Jade: Lembrei da minha escola da educação básica, que a maioria dos professores já estavam lá há mais tempo, né? Eu lembro que a gente foi, no máximo, umas duas vezes no laboratório durante toda a minha educação básica, né? E tinha o laboratório lá na escola. E agora, eu vejo as publicações da escola no Facebook, que entrou uma professora nova, que eu conheci [...] E agora tem muitas postagens mostrando os alunos no laboratório fazendo várias coisas, várias práticas, não só no laboratório. Vejo os alunos fazendo essas práticas que nós não tivemos em Ciências, muitas vezes, porque acho que existe um preconceito de que a professora, por já estar lá há mais tempo, não inova. Aí, vem a professora mais nova e faz coisas novas. Então, lembrei disso.

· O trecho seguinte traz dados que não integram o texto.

PR #1347, opened 2025-02-16
feat: add approveRouter when mayachain-amm do-swap

hardworking-toptal-dev:
When we tried do-swap with mayachain-amm for real asset in EVM chains, it failes swapping.
So, I added approveRouter in mayachain-amm test file, it works well

### DIFF
--- a/examples/mayachain-amm/utils.ts
+++ b/examples/mayachain-amm/utils.ts
@@ -1,5 +1,7 @@
-import { QuoteSwap } from '@xchainjs/xchain-mayachain-query'
-import { assetToString } from '@xchainjs/xchain-util'
+import { QuoteSwap, CompatibleAsset } from '@xchainjs/xchain-mayachain-query'
+import { assetToString, Chain, TokenAsset, eqAsset, isSynthAsset } from '@xchainjs/xchain-util'
+import { AssetAETH } from '@xchainjs/xchain-arbitrum'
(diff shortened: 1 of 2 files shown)


Thorian1te (approved):

Thorian1te (dismissed):
nice work

examples/mayachain-amm/utils.ts
```diff
@@ -39,3 +41,23 @@ export const printQuoteSwap = (quoteSwap: QuoteSwap) => {
...
+export const isProtocolEVMChain = (chain: Chain): boolean => {
+  return [AssetETH.chain, AssetAETH.chain].includes(chain)
+}
+
+/**
+ * Check if asset is ERC20
+ * @param {Asset} asset to check
+ * @returns true if asset is ERC20, otherwise, false
+ */
+export const isProtocolERC20Asset = (asset: CompatibleAsset): asset is TokenAsset => {
```
Thorian1te, line 59: this function can be imported from the package 
`isProtocolERC20Asset` no need to rewrite it here

Thorian1te: okay let me fix this

Thorian1te: Btw the swap flow is meant to be like this 
Estimate swap => (in here it will check for approval via validateSwap() ) => asset needs approval ? call approve() : doSwap()

its all clearly laid out in the read me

Cravo: Eu acho que ensinar Ciências é estar aberto a possibilidades e desafios, né? Porque, como a Andrômeda falou, ela é da área da Física, mas ela também pode ter que lidar com o conteúdo de decomposição, uma hora ou outra. Eu digo por mim, minha experiência no estágio de Ciências: eu cheguei no nono ano, o professor disse: “Você vai trabalhar química, ligações”. Eu falei: “Mas, professor, eu sou biologia, como assim? Eu tenho que ensinar isso?” Aí, cheguei no sétimo ano, física, energia, termodinâmica e pensei: “Mas e a biologia? Cadê? Estou fazendo Ciências Biológicas!” Mas depois, me dei conta e pensei: "Não, eu sou professor de Ciências. Eu não estava aberto a isso." Então, trabalhar a interdisciplinaridade, com essas possibilidades, abrir a visão para outras áreas, acho que é a parte mais importante de ensinar Ciências. [grifo nosso].

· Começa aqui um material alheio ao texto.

PR #1370, opened 2025-04-03
add ankr api key param to provider

Thorian1te:


packages/xchain-avax/src/const.ts
```diff
@@ -13,8 +13,13 @@ export const AVAX_GAS_ASSET_DECIMAL = 18
 export const AVAXChain = 'AVAX' as const
 export const AssetAVAX: Asset = { chain: AVAXChain, symbol: 'AVAX', ticker: 'AVAX', type: AssetType.NATIVE }
 
+// Ankr api key
+const ankrApiKey = process.env.REACT_APP_ANKR_API_KEY
```
hippocampus-web3, line 17: I'm not a big fan of putting environment variables inside the library. I think it's better to pass the providers through the constructor, already configured with the application's keys. But I know that environment variables are used in many places. At least, can we avoid the REACT_APP prefix so it doesn't cause confusion or conflicts with certain frameworks or bundles in other environments?

Thorian1te: we can :)

hippocampus-web3 (approved):

PR #1373, opened 2025-04-12
Zcash client

hippocampus-web3:
Add a new client for Zcash

⚠️ Only supports T-ADDRESSES ⚠️

# Notes
The initial node provider is NOWNodes, though additional providers may be integrated in the future based on demand.

Address construction, signing, and validation logic is handled via a package developed by members of the Zcash community. For now, the NPM package is published under my handle, but the original source code can be found here:
👉 https://gitlab.com/mayachain/chains/zcash/-/tree/main/js?ref_type=heads
I’ve only made some modifications to adapt it to the Xchain architecture.

# Future Work

- Ledger support

- PrepareTx support: The prepareTx function, which generates an unsigned hexadecimal transaction, is currently unimplemented due to its complexity and limited usage. If needed in the future, we can explore implementation options.


Thorian1te (approved):
lgtm

PR #1392, opened 2025-05-15
yarn dedupe

dynst:


Thorian1te (approved):
lgtm

hippocampus-web3:
@dynst this looks like breaks the build command

dynst:
Running `yarn run clean` somehow is not enough to guarantee the build actually starts over again from a clean state, because I still couldn't reproduce the failure in `xchain-kujira` that CI revealed. It just kept inexplicably succeeding.

```
@xchainjs/xchain-kujira:build: cache miss, executing a02c0204b66cde91
@xchainjs/xchain-kujira:build:
@xchainjs/xchain-kujira:build: src/index.ts → lib/index.js, lib/index.esm.js...
@xchainjs/xchain-kujira:build: created lib/index.js, lib/index.esm.js in 5.1s
```

No matter how deleted the output dir `xchain-kujira/lib/` was, it was still succeeding - I can only guess the rollup TypeScript plugin must cache the validation result based on a hash of the input file or something. `touch packages/xchain-kujira/src/const.ts` doesn't force it to re-check. The file's contents have to be changed before it'll notice something wrong.

dynst:
Now that I finally found a way to reproduce the CI errors locally, there are two culprit dependencies: `bignumber.js` and `bip174` happen to be pinned at versions that have allowed invalid TypeScript code to be added to the repo. Updating them makes validation fail because suddenly it's much stricter.

Didn't find a way to fix `bip174` fallout easily so just leaving that one out for now. Updated the code with new annotations where BigNumber is involved (via BaseAmount) and did `yarn run update-packages`.

Can a setting be changed to start letting anyone's PR trigger a CI run in the future?

dynst:
Anything blocking this now?

PR #2512, opened 2024-10-21
Add realtime typing restrictions on NameField

charliepark:
Users are prevented — when submitting a create form — from using spaces, uppercase letters, or anything besides `[a-z0-9-]` in their `Name` fields.

This PR moves that restriction to the actual `NameField` itself, so when a user types in a space, it's entered in as a dash, when they enter an uppercase letter, it's added as a lowercase letter, and when they enter any non-allowed character, nothing is added to the field.


david-crespo (approved):
very nifty idea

Margarida: Vamos supor que a gente sempre vai para uma aula prática. Eu tenho 37 anos de magistério e aprendo muito. Amo minhas estagiárias e os docentes que trabalham comigo. Mas, no caso da professora [...] e dos formadores delas também. É. No caso da Sílvia e da Cátia. Já fiz tanto experimento que não deu certo. E daí? Você repete o experimento? Ou tenta explicar o porquê que deu errado? E agora, o que não funcionou? Vamos repetir? Não vamos? Mas no livro estava assim, né? E agora? Isso já aconteceu várias vezes, principalmente na química. Você vai fazer um experimento e, na hora, a reação não acontece. E daí? Mas não era assim. A gente tem que estar preparado, como professor, para as duas situações. Como descrever isso? Como relatar? E, às vezes, é tão fácil. Ou, quando você erra, algo acontece. Ótimo! E aí? [grifo nosso].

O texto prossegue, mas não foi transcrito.